Bayesian SegNet: Model Uncertainty in Deep Convolutional Encoder-Decoder Architectures for Scene Understanding
This work addresses the need for uncertainty measures in semantic segmentation for decision-making in visual scene understanding, offering an incremental improvement by applying existing uncertainty methods to new architectures.
The paper tackles the problem of pixel-wise semantic segmentation for scene understanding by introducing Bayesian SegNet, a framework that predicts pixel class labels with model uncertainty using Monte Carlo dropout at test time. The result is a 2-3% improvement in segmentation performance across architectures like SegNet, FCN, and Dilation Network, with no extra parameters, and better performance on smaller datasets.

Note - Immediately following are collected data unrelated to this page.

PR #923, opened 2025-03-03
Evaluations V2 models schemas

neoxelox:


packages/core/src/schema/models/evaluationResultsV2.ts
```diff
@@ -0,0 +1,44 @@
...
+  'evaluation_results_v2',
+  {
+    id: bigserial('id', { mode: 'number' }).notNull().primaryKey(),
+    workspaceId: bigint('workspace_id', { mode: 'number' })
+      .notNull()
+      .references(() => workspaces.id, { onDelete: 'cascade' }),
+    evaluationId: bigint('evaluation_id', { mode: 'number' })
+      .notNull()
+      .references(() => evaluationsV2.id, { onDelete: 'cascade' }),
+    experimentId: bigint('experiment_id', { mode: 'number' }),
```
andresgutgon, line 19: Couldn't be result a polymorphic table having reference to `evaluation` or `experiment`?

packages/core/src/schema/models/evaluationResultsV2.ts
```diff
@@ -0,0 +1,44 @@
...
+    // .references(() => experiments.id, { onDelete: 'set null' }), // TODO: Add this when experiment table is created
+    evaluatedLogId: bigint('evaluated_log_id', { mode: 'number' })
+      .notNull()
+      .references(() => providerLogs.id, { onDelete: 'cascade' }),
+    score: bigint('score', { mode: 'number' }).notNull(),
+    metadata: jsonb('metadata').notNull().$type<EvaluationResultMetadata>(),
+    // Denormalized metadata fields - create indexes if necessary
+    usedForSuggestion: boolean('used_for_suggestion'),
```
andresgutgon, line 27: This is nullable. Maybe set a default false?

neoxelox: Nullable is a falsy value, its okay not to set a default val. I prefer that because of consistency. If in the future we need to denormalize more common fields they will be nullable without default (it locks the row/table on the mig otherwise)...

packages/core/src/schema/models/evaluationResultsV2.ts
neoxelox: Over complicating things really

andresgutgon: So a result can have an experiment and a evaluation at the same time?

geclos: if we don't anticipate more than a couple pointers it's fine, if it's larger than that i would much rather have a polymorphic pointer

PR #952, opened 2025-03-06
Move Evaluations to Document tab

neoxelox:
Related to: https://github.com/latitude-dev/latitude-llm/issues/922


apps/web/src/stores/evaluations.ts
```diff
@@ -56,6 +56,14 @@ export default function useEvaluations(
       },
     },
   )
+  const create = useCallback(
+    async (args: Parameters<typeof executeCreate>[0]) => {
+      const [result, error] = await executeCreate({ ...args, documentUuid })
+      if (error) return
+      return result
```
andresgutgon, line 63: You don't need to do this to get the error

neoxelox: Its a wrapper to inject the store's documentUuid

andresgutgon (approved):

We present a deep learning framework for probabilistic pixel-wise semantic segmentation, which we term Bayesian SegNet. Semantic segmentation is an important tool for visual scene understanding and a meaningful measure of uncertainty is essential for decision making. Our contribution is a practical system which is able to predict pixel-wise class labels with a measure of model uncertainty. We achieve this by Monte Carlo sampling with dropout at test time to generate a posterior distribution of pixel class labels. In addition, we show that modelling uncertainty improves segmentation performance by 2-3% across a number of state of the art architectures such as SegNet, FCN and Dilation Network, with no additional parametrisation. We also observe a significant improvement in performance for smaller datasets where modelling uncertainty is more effective. We benchmark Bayesian SegNet on the indoor SUN Scene Understanding and outdoor CamVid driving scenes datasets.